[Stored data entries]

****************

PR #215, opened 2021-07-28
Adding check for pair index ordering (Closes #210)

### LINKED ISSUE #210: Enforce in base loader that image pairs i.e. edges (i1,i2) are ordered as i1 < i2.
We need to enforce in the base loader that image pairs i.e. edges (i1,i2) are ordered as i1 < i2.

We also need to add this in documentation for each loader.

ayushbaid:
This PR introduces the check of idx1 < idx2 in an (idx1, idx2) pair. This is already being enforced by all loader implementations, and now will be introduced in the base class too.

### DIFF
--- a/gtsfm/loader/colmap_loader.py
+++ b/gtsfm/loader/colmap_loader.py
@@ -96,13 +96,9 @@ class ColmapLoader(LoaderBase):
         img = io_utils.load_image(self._image_paths[0])
         sample_h, sample_w = img.height, img.width
         # no downsampling may be required, in which case scale_u and scale_v will be 1.0
-        (
-            self._scale_u,
-            self._scale_v,
-            self._target_h,
-            self._target_w,
-        ) = img_utils.get_downsampling_factor_per_axis(sample_h, sample_w, self._max_resolution)
-
+        (self._scale_u, self._scale_v, self._target_h, self._target_w,) = img_utils.get_downsampling_factor_per_axis(
+            sample_h, sample_w, self._max_resolution
+        )
 
     def __len__(self) -> int:
         """The number of images in the dataset.
@@ -178,7 +174,7 @@ class ColmapLoader(LoaderBase):
         return wTi
 
     def is_valid_pair(self, idx1: int, idx2: int) -> bool:
-        """Checks if (idx1, idx2) is a valid pair.
+        """Checks if (idx1, idx2) is a valid pair. idx1 < idx2 is required.
 
         Args:
             idx1: first index of the pair.
@@ -187,4 +183,4 @@ class ColmapLoader(LoaderBase):
         Returns:
             validation result.
         """
-        return idx1 < idx2 and abs(idx1 - idx2) <= self._max_frame_lookahead
+        return super().is_valid_pair(idx1, idx2) and abs(idx1 - idx2) <= self._max_frame_lookahead
--- a/gtsfm/loader/loader_base.py
+++ b/gtsfm/loader/loader_base.py
@@ -69,9 +69,10 @@ class LoaderBase(metaclass=abc.ABCMeta):
             the camera pose w_P_index.
         """
 
-    @abc.abstractmethod
     def is_valid_pair(self, idx1: int, idx2: int) -> bool:
-        """Checks if (idx1, idx2) is a valid pair.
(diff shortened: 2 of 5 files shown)


gtsfm/loader/loader_base.py
```diff
@@ -80,6 +81,7 @@ def is_valid_pair(self, idx1: int, idx2: int) -> bool:
         Returns:
             validation result.
         """
+        return idx1 < idx2
```
johnwlambert, line 84: thanks for the PR, Ayush. Should we add a unit test on this?

gtsfm/loader/yfcc_imb_loader.py
```diff
@@ -129,7 +125,10 @@ def is_valid_pair(self, idx1: int, idx2: int) -> bool:
         Returns:
             validation result.
         """
-        return (idx1, idx2) in self._image_pairs
+        if not super().is_valid_pair(idx1, idx2):
```
johnwlambert, line 128: will this affect the results across their benchmark in any way? i.e. how is their GT provided?

gtsfm/loader/yfcc_imb_loader.py
```diff
@@ -129,7 +125,10 @@ def is_valid_pair(self, idx1: int, idx2: int) -> bool:
...
+            return False
+
+        return (idx1, idx2) in self._image_pairs or (idx2, idx1) in self._image_pairs
```
johnwlambert, line 131: why do we need both ways now?

ayushbaid: because IMB dataset does not have any implied ordering.

A pair between image (1, 5) can be either stored as (1, 5) or (5, 1) in IMB, but not both. I'll modify the logic to just flip the pairs in the initialization step, so that this confusing check if not needed.

gtsfm/loader/loader_base.py
johnwlambert: @ayushbaid gentle reminder about this : - )

gtsfm/loader/yfcc_imb_loader.py
ayushbaid: No it should not. We are just being consistent in how we store the pairs internally in this class.

johnwlambert:
Hi Ayush, this PR looks good -- could we add just one unit test, and pull in master?

tests/loader/test_olsson_loader.py
```diff
@@ -148,6 +141,20 @@ def test_create_computation_graph_for_intrinsics(self) -> None:
...
 
+    @patch("gtsfm.loader.loader_base.LoaderBase.is_valid_pair", return_value=True)
+    def test_is_valid_pair_within_lookahead(self, base_is_valid_pair_mock) -> None:
+        i1 = 1
+        i2 = 10
+        self.assertTrue(self.loader.is_valid_pair(i1, i2))
+        base_is_valid_pair_mock.assert_called_once_with(i1, i2)
+
+    @patch("gtsfm.loader.loader_base.LoaderBase.is_valid_pair", return_value=True)
+    def test_is_valid_pair_outside_lookahead(self, base_is_valid_pair_mock) -> None:
```
johnwlambert, line 152: nit: type hint

gtsfm/loader/loader_base.py
```diff
@@ -83,9 +83,26 @@ def get_camera_pose(self, index: int) -> Optional[Pose3]:
             the camera pose w_P_index.
         """
 
+    def get_camera(self, index: int) -> Optional[PinholeCameraCal3Bundler]:
```
johnwlambert: this shouldn't be new in this branch, right @ayushbaid ?

gtsfm/loader/colmap_loader.py
```diff
@@ -93,14 +93,6 @@ def __init__(
         self._num_imgs = len(self._image_paths)
         logger.info("Colmap image loader found and loaded %d images", self._num_imgs)
 
-        # read one image, to check if we need to downsample the images
-        img = io_utils.load_image(self._image_paths[0])
-        sample_h, sample_w = img.height, img.width
-        # no downsampling may be required, in which case scale_u and scale_v will be 1.0
```
johnwlambert: this was changed a while back -- is the branch base stale?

****************

→ **Brief**:
Pull every line containing the string "edges" out of the data above and copy it.

→ **Response area**:
### LINKED ISSUE #210: Enforce in base loader that image pairs i.e. edges (i1,i2) are ordered as i1 < i2.
We need to enforce in the base loader that image pairs i.e. edges (i1,i2) are ordered as i1 < i2.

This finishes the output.